## TASK INPUT
PR #1127, opened 2025-01-24
Fix default of `allow_f_increases` and `allow_outer_f_increases` in docs

JoshuaLampert:
Looking at the [source code](https://github.com/JuliaNLSolvers/Optim.jl/blob/b041bd63373cf2403180c6993eff235b5c010670/src/types.jl#L97) the default value for `allow_f_increases`  seems to be `true` and not `false` as indicated in the docs. Same for `allow_outer_f_increases`.
Looks like it was missed to update in #847.


pkofod:
Thank you!

PR #1128, opened 2025-03-05
Fix lists in nelder_mead.md

abhro:


pkofod:
Does your other PR make this one superfluous or should I just merge this first?

abhro:
I suppose the references edit is pointless now, with respect to #1130, but the main reason behind this PR was to fix the list in the constructor.

pkofod:
Let's just get that in then.

PR #1130, opened 2025-03-19
Use DocumenterCitations.jl

abhro:
Currently the references are enumerated at the end of doc pages, but as more references are added (as seen by empty headers on some other doc pages), it'll be useful to have a citation management tool with Documenter.jl.

### DIFF
--- a/docs/Project.toml
+++ b/docs/Project.toml
@@ -1,5 +1,6 @@
 [deps]
 Documenter = "e30172f5-a6a5-5a46-863b-614d45cd2de4"
+DocumenterCitations = "daee34ce-89f3-4625-b898-19384cb65244"
 ForwardDiff = "f6369f11-7733-5829-9624-2563aa707210"
 Literate = "98b081ad-f1c9-55d3-8b20-4c87d4299306"
 NLSolversBase = "d41bc354-129a-5804-8e4c-c37616107c6c"
--- a/docs/Project.toml
+++ b/docs/Project.toml
@@ -9,3 +9,6 @@ SparseArrays = "2f01184e-e22b-5df5-ae63-d93ebab69eaf"
 [compat]
 Documenter = "1"
 Literate = "2"
+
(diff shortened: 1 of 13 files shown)


docs/src/algo/samin.md
```diff
@@ -107,3 +107,8 @@ Results of Optimization Algorithm
 ## References
```
pkofod, line 107: Should the old ones not go here then?

pkofod: I mean, be removed

abhro: Yes. I think I forgot to remove them after comparison. Thank you!

pkofod:
can you rebase this?

abhro:
Done. I've updated the doc-citations branch to reflect JuliaNLSolvers/Optim.jl's master branch

docs/Project.toml
```diff
@@ -9,3 +10,6 @@ SparseArrays = "2f01184e-e22b-5df5-ae63-d93ebab69eaf"
 [compat]
 Documenter = "1"
 Literate = "2"
+
+[sources.Optim]
```
pkofod, line 14: I was looking for this [sources.X] feature for Project.tomls but couldn't find it. Can you tell me where it's documented? Thanks

abhro: The official documentation is [here](https://pkgdocs.julialang.org/v1/toml-files/#The-%5Bsources%5D-section). I first saw it [in Lux.jl which is maintaining a docs site](https://github.com/LuxDL/Lux.jl/blob/v1.10.0/docs/Project.toml#L33) for a monorepo.

abhro: This is mainly to simplify building docs locally. It's not always obvious that the main package needs to be `]dev`-d, and having this line just lets someone run `Pkg.instantiate()` on the docs environment and have everything set up

PR #1131, opened 2025-03-21
Support autodiff with DifferentiationInterface

gdalle:
Preliminary PR to run tests with the new version of NLSolversBase (which includes DI)

How should we document and test this more properly?


blegat:
The test failureS might be fixed by https://github.com/JuliaNLSolvers/Optim.jl/pull/1073

gdalle:
Yeah I don't think they're related to this PR

pkofod:
I merged 1073

pkofod:
> The test failures might be fixed by #1073

I did merge them, but I'm wondering if those fixes are related to the `No nonlinear objective.` errors. Could it be that the NDifferentiable are not populating all the fields they should @gdalle ?

pkofod:
or, @blegat looking at
```
 exclude = String[
            # No objective
            "test_attribute_SolveTimeSec",
            "test_attribute_RawStatusString",
```
were more tests added that we need to exclude?

blegat:
Yes, there might just be new tests that need to be excluded

pkofod:
> Yes, there might just be new tests that need to be excluded

one of them is this https://github.com/jump-dev/MathOptInterface.jl/blob/6bfca94b728e48a7800caf26bcc749fae86e0bc7/src/Test/test_nonlinear.jl#L1847-L1870 does that need to be excluded?

gdalle:
> Could it be that the NDifferentiable are not populating all the fields they should @gdalle ?

Looking at the NLSolversBase PR again, there is [this comment](https://github.com/JuliaNLSolvers/NLSolversBase.jl/pull/153/files#r1873491660) that never got an answer about `con_jac!` being ignored, but I don't think it affects the objective.
Otherwise I can't see how we would fail to initialize some fields without errors popping up earlier in the test suite.

gdalle:
I inserted #1133 into this PR

pkofod:
Seems like one is saying that a nonlinear objective is not present but I cannot make out if it should be there or not. The other one is an IPNewton that fails and I'm not sure if that could be related to the constraint function you're referring to above.

gdalle:
Do those checks also fail without the new NLSolversBase, eg if we upper bound its compat to before the DI integration?

pkofod:
Ill check later, good question !

gdalle:
Having a baseline of failing tests is not great for adding new features 😅 if they have been failing for a while perhaps they can be marked as `@test_broken`

pkofod:
Let's see what we get from #1133

pkofod:
Also failed there. Let's try https://github.com/JuliaNLSolvers/Optim.jl/pull/1134

gdalle:
Note that #1133 failed on Julia 1.6, where the DI-upgraded NLSolversBase cannot even be installed

pkofod:
You can try to resolve the conflicts due to the bounds I added on master to see what happens here now

gdalle:
@pkofod I merged master into this branch, let's see what blows up

pkofod:
Okay, seems to pass. codecov complains about an unhit method, but it seems to have been like that before as well.

PR #1134, opened 2025-03-23
Update MOI_wrapper.jl to exclude two failing tests

pkofod:


gdalle:
Perhaps constrain NLSolversBase to stick to the non-DI version in this PR, that way we can compare all of the latest changes in the next?

pkofod:
I thought you wanted to do it to be safe. The new version was never added on ci in this pr i think.

pkofod:
Also, on master they fail https://github.com/JuliaNLSolvers/Optim.jl/actions/runs/14013061756/job/39235222331  and that also pulls in v7.8.3 so without your additions, so I don't see how it could be related.

gdalle:
On master the CI pulls in 7.8.3 for Julia 1.6 and the new 7.9.0 for Julis 1.10.

gdalle:
Sorry for the confusion, basically I wanted to disentangle the changes in #1131 from the switch to NLSolversBase v7.9.0, which happens automatically for Julia 1.10 from now on even without further changes in Optim.

Issue #1093, opened 2024-04-26
Expose more optimisation parameters to users


rafaqz:
In simulated annealing the start temperature, rate of expansion, and acceptance ratio are all fixed constants defined in code. 

With expensive objective functions it can make a lot of sense to adjust these parameters, but currently that requires editing the code directly.

pkofod:
I agree 👍

pkofod:
Start temperature is controlled by the temperature input. For example `SimulatedAnnealing(; temperature=t->30/t)` gives you a temperature of 30 in the first iteration, then 15, then 7.5, .... The temperature controls the rate of cooling (is that what you call rate of expansion?) and the formulate for the acceptance probability depends on the temperature. Can you maybe expand on your thoughts? Is this maybe a documentation issue?

rafaqz:
Sorry I mean bounded, SAMIN. But really they should be the same in this regard.

In SAMIN the start temperature is just set to `2.0`:
https://github.com/JuliaNLSolvers/Optim.jl/blob/master/src/multivariate/solvers/constrained/samin.jl#L76

Acceptance thresholds are hard coded:
https://github.com/JuliaNLSolvers/Optim.jl/blob/master/src/multivariate/solvers/constrained/samin.jl#L218-L219

And the temperature is multiplied by 10 in the increase phase:
https://github.com/JuliaNLSolvers/Optim.jl/blob/master/src/multivariate/solvers/constrained/samin.jl#L312

pkofod:
I see, let me review that then :)

PR #1136, opened 2025-03-24
Expose SAMIN options

pkofod:
#1093


pkofod:
@rafaqz not sure if it's still relevant to you, but here goes an attempt :)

## WORK REQUIRED
Your answer must be one number: the count of lines in the entries that contain the string "parameters".

## ANSWER TO THIS TASK
2